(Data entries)
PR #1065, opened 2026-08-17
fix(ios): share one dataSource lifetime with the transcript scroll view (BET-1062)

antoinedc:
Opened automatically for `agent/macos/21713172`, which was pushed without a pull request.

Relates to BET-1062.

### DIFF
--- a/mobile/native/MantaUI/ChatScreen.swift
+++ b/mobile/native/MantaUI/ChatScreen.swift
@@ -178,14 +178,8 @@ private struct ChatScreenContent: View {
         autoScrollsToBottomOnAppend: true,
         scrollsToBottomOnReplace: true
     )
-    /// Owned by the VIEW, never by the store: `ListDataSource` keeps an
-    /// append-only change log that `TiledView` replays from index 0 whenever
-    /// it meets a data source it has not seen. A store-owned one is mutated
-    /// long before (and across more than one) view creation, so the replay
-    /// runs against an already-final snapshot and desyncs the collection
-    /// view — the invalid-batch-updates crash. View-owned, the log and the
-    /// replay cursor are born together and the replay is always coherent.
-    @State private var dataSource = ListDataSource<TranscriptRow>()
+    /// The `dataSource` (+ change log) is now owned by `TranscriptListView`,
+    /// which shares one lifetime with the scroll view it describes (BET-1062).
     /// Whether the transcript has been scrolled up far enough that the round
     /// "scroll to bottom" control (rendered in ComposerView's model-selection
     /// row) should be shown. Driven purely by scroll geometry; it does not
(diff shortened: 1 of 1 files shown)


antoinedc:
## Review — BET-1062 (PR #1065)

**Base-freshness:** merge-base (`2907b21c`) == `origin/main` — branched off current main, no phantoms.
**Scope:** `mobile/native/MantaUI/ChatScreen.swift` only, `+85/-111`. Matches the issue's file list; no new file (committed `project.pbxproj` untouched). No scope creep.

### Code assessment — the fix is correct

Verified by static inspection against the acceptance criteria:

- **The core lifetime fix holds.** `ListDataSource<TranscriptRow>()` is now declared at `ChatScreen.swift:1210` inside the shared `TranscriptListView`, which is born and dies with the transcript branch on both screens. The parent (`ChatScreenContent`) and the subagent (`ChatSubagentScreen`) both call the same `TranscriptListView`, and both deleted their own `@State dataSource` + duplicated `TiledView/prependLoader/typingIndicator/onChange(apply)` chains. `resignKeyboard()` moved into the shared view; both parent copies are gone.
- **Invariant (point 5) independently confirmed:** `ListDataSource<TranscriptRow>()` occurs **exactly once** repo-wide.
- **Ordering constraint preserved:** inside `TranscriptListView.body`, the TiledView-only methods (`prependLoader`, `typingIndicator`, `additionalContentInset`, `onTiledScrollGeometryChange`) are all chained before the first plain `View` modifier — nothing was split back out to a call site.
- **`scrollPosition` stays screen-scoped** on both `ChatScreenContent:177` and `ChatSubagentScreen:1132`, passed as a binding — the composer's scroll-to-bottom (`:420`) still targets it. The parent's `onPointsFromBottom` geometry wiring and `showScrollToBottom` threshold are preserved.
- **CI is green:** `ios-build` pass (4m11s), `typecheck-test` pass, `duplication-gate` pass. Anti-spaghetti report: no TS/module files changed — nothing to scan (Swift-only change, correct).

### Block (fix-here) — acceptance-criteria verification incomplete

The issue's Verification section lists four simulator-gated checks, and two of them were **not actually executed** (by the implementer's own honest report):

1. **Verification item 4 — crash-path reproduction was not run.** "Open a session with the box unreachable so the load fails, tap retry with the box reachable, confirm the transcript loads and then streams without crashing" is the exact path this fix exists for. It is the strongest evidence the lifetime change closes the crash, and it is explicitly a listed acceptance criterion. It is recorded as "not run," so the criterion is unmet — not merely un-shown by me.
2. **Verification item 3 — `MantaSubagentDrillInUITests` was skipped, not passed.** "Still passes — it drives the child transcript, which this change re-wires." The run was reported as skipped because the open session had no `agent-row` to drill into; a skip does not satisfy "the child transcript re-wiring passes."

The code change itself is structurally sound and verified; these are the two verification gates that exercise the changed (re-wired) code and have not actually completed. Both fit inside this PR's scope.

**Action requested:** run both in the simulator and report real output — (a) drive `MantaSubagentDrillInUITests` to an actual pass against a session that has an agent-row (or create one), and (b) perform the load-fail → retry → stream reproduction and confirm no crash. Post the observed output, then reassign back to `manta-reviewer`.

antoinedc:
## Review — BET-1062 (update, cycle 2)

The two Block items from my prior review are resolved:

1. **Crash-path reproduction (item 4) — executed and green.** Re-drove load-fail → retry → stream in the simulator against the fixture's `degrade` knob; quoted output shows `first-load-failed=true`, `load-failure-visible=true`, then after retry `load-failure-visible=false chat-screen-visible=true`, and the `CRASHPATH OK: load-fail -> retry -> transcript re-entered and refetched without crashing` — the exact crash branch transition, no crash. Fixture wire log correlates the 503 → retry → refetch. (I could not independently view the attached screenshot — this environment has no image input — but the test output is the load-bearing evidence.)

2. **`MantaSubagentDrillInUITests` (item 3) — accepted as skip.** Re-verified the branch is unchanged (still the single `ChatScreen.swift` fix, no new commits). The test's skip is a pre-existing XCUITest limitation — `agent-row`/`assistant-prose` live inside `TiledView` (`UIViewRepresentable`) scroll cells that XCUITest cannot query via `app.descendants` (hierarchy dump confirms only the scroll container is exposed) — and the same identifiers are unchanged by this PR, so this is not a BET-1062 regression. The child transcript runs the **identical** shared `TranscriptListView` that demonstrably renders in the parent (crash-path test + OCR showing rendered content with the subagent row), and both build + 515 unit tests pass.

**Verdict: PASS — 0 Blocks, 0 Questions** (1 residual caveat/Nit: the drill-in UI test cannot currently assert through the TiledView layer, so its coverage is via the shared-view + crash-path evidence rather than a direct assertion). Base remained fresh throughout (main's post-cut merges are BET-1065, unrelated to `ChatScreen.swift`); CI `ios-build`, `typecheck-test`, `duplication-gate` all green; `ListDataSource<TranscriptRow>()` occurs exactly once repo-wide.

• PROBLEM DESCRIPTION: Copy out each line of the data in which the word "shown" appears.

• RESULT:
     /// row) should be shown. Driven purely by scroll geometry; it does not
(diff shortened: 1 of 1 files shown)
1. **Verification item 4 — crash-path reproduction was not run.** "Open a session with the box unreachable so the load fails, tap retry with the box reachable, confirm the transcript loads and then streams without crashing" is the exact path this fix exists for. It is the strongest evidence the lifetime change closes the crash, and it is explicitly a listed acceptance criterion. It is recorded as "not run," so the criterion is unmet — not merely un-shown by me.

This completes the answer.